Another potential limitation may be PGS imprecision. By aggregating across many variants not associated with the endophenotype but rather only with the phenotype, PGSs may contain ‘noise’ that may downwardly bias its association with an endophenotype. Another issue relevant to the current state of GWAS research is the lack of a large sample non-European GWAS meta-analyses. The GWAS meta-analyses statistics used here are all based on individuals of European descent, thus limiting the target population to only Europeans. More research is needed in non-European populations to generalize the effectiveness of both the PGS, which may vary in part by ancestral allele frequency differences, and endophenotypes to better understanding the biological underpinnings of these complex traits.

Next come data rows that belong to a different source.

PR #146, opened 2017-08-16
Adds retry pull tasks for golang and helm

JosephSalisbury:
Towards https://github.com/giantswarm/giantswarm/issues/1785

### DIFF
--- a/workflow/workflow.go
+++ b/workflow/workflow.go
@@ -73,6 +73,16 @@ func NewBuild(projectInfo ProjectInfo, fs afero.Fs) (Workflow, error) {
 		}
 	}
 	if goLangFilesExist {
+		{
+			golangPull, err := NewGoPullTask(fs, projectInfo)
+			if err != nil {
+				return nil, err
+			}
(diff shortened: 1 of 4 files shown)


workflow/workflow.go
```diff
@@ -141,9 +151,6 @@ func NewDeploy(projectInfo ProjectInfo, fs afero.Fs) (Workflow, error) {
 				return nil, err
 			}
 			wrappedDockerLogin := tasks.NewRetryTask(backoff.NewExponentialBackOff(), dockerLogin)
-			if err != nil {
```
JosephSalisbury: Ninja, these were just checking the previous error again.

workflow/workflow.go
```diff
@@ -73,6 +73,16 @@ func NewBuild(projectInfo ProjectInfo, fs afero.Fs) (Workflow, error) {
 		}
 	}
 	if goLangFilesExist {
+		{
+			golangPull, err := NewGoPullTask(fs, projectInfo)
+			if err != nil {
+				return nil, err
```
xh3b4sd: The error masking is still missing in the whole project.

xh3b4sd:
Note that CI is breaking.

PR #148, opened 2017-08-17
Add archon

r7vme:


events/events.go
```diff
@@ -203,6 +203,25 @@ var environmentProjects = map[Environment][]string{
...
+		"g8s-grafana",
+		"g8s-prometheus",
+		"happa",
+		"kubernetesd",
+		"aws-operator",
+		"passage",
+		"testbot",
+		"tokend",
+		"userd",
+	},
```
kopiczko: does it make sense to extract to `var`s here? one with `aws` set and another one with `kvm` set?

ping @JosephSalisbury

xh3b4sd: We are going to remove this anyway soon. So any refactoring love is nuts IMO. This was always only mend to be temporary.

The current results represent meaningful progress in linking polygenic liability for schizophrenia, alcohol use, regular smoking, and educational attainment to multivariate psychophysiological endophenotypes of decision-making (P3/δ) and prefrontal control (θ/antisaccade). While at present endophenotypes may not explain large amounts of polygenic variance in psychopathology or psychological traits, these results are an encouraging step forward. Future studies will likely benefit from leveraging a large collection of relevant endophenotypes, each likely accounting for a small amount of variance, in a multivariate fashion to better understand the polygenic risk associated with a single trait.